### EXTRACTED INFORMATION ###
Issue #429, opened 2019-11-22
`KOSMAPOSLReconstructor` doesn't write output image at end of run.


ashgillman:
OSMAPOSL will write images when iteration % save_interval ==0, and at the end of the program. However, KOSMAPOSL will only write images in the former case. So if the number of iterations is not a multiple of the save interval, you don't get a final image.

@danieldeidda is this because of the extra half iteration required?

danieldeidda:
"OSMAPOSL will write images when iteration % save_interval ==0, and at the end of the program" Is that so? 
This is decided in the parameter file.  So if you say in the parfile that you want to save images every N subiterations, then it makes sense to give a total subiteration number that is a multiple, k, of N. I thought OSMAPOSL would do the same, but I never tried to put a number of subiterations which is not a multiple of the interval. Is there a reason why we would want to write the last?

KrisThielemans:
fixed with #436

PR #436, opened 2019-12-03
###
▶ _TASK TO COMPLETE_: With the line that has "end of run." as the first and the line that has "Is that so?" as the last, repeat exactly that run of lines above and no more.

▶ _REPLY_:
`KOSMAPOSLReconstructor` doesn't write output image at end of run.


ashgillman:
OSMAPOSL will write images when iteration % save_interval ==0, and at the end of the program. However, KOSMAPOSL will only write images in the former case. So if the number of iterations is not a multiple of the save interval, you don't get a final image.

@danieldeidda is this because of the extra half iteration required?

danieldeidda:
"OSMAPOSL will write images when iteration % save_interval ==0, and at the end of the program" Is that so? 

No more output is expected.